Developed markets or not, countries across the world are witnessing widespread erosion of democratic institutions, growing authoritarianism, and a rise in right-wing, populist leaders promoting anti-gender and anti-rights rhetoric and policy. At the same, we are seeing the rise of local action and transnational solidarity in response, as demonstrated by movements like Black Lives Matter, Me Too, Ni Una Menos, the fight for climate justice, LGBTIQ+ rights, among others. So, from my vantage point, I would argue rather that we are in an age of reinvigorated action and civic engagement across geographic contexts, sectors, and issue areas. In fact, UN Women saw a real-time demonstration of this phenomenon at the 2021 Generation Equality Forum in Mexico City and Paris, where participants from all regions and all sectors of society – States, youth leaders, civil society, the private sector, artists, and academia – came together to define and announce bold policy and financial commitments for gender equality along several cross-cutting issue areas, such as economic justice and rights, technology and innovation, climate justice, among others. This kind of multisectoral, intersectional, and intergenerational action would not be possible without the existing architecture of local activism and transnational solidarity, and we at the UN are working to sustain these movements through networked, multilateral action.

What role can businesses and entrepreneurs take in helping us achieve gender equality?

As a start, it is critical for the business community to fully embrace the current understanding of work as defined by the International Labour Organisation (ILO) and enshrined in its conventions, which include unpaid work as central to social and economic reproduction. Companies must also do their part to close the gender pay gap, not by merely meeting requirements of pay equity, but by adopting a comprehensive approach, addressing and combating all forms of workplace discrimination and violence, including sexual harassment, and prioritizing the physical and mental health of employees in all their diversity, with specific provisions for addressing innately imbalanced care burdens.

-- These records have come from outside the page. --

Issue #9235, opened 2016-10-05
scaleway provider


webroboteu:
Hello.

to access the the scaleway apis now ewe need to send the user token and the organization id and not the access token.
I'm doing something wrong or is in fact the new scenario

Roger

nicolai86:
Hey @webroboteu,

you need two things for the provider to work:

- the user access token. Once logged in to the scaleway UI you can manage access tokens in your settings under credentials: https://cloud.scaleway.com/#/credentials
- your organization ID. Since this is not listed on the scaleway UI, the most reliable way is to use the [scaleway CLI](https://github.com/scaleway/scaleway-cli). Once you login via the CLI (`scw login`) your organization ID is written to `~/.scwrc`. E.g. `cat ~/.scwrc | jq -r '.organization'`

I guess we should add this information to the provider page.

far-blue:
I've just started playing with the scaleway provider and found the following that might help you:
* The `organisation` value needed by the provider is now listed in the account credentials section (https://cloud.scaleway.com/#/credentials) as `access key` just above the table of access tokens.
* The `access_key` value needed by the provider is actually a token so just create a new token in the credentials section of your account and give it a helpful label for future reference.
* Server image values are not the same as the name given to the image when you create a server via the web control panel. I've yet to find a way to show the image id values via the web interface so I had to resort to using the Rest API. For this I used Postman (a great Rest API client), set a header of X-Auth-Token to the token I mentioned in the previous bullet point, set a header of Content-Type to `application/json` and made a GET request to https://api.scaleway.com/images which listed all the images available to me. Hunt around in there for the image you want - noting the architecture is correct - and then use the `id` value in the `image` key for the server.

stack72:
Closed via #9321

PR #9321, opened 2016-10-11
provider/scaleway: add missing information

Zhebr:
It's important to note this env var needs to be organization ID, at least for individual users (organization name doesn't work).

### DIFF
--- a/website/source/docs/providers/scaleway/index.html.markdown
+++ b/website/source/docs/providers/scaleway/index.html.markdown
@@ -91,6 +91,6 @@ provider "scaleway" {
 
 ...and instead set these environment variables:
 
-- **SCALEWAY_ORGANIZATION**: Your Scaleway organization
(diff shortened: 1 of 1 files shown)


nicolai86:
Hey @Zhebr 

thanks for the clarification!

What do you think about adding a hint about where to find it in the UI? (Credentials > Tokens > Access Key) ? I think this would help as well as different part of Scaleway call this differently (scaleway cli: organization, scaleway ui: access key)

Businesses can also do their part by improving the quality and accessibility of wage data, promoting policies that eliminate gender stereotyping and discrimination along other axes of power in the world of work, redesigning and enacting family responsive services, such as shared parental leave schemes and increased flexible working arrangements that build enabling working environments for women and people of all genders, adopting measures that properly value and/or reduce and redistribute women’s unpaid care work, and promoting women’s equal participation across all sectors of the workforce. 

While some bold moves have been made in recent years (for example, pay equity legislation and policy and on ending violence against women and girls), progress is still too sluggish. For example, the World Economic Forum estimates that it will still take more than 250 years until women and men receive equal pay! Clearly much bolder and effective and most importantly, collective action is required to redress this, including from the private sector. It is only collective impatience for change and collective action that will bring about a more just future for women in the workforce.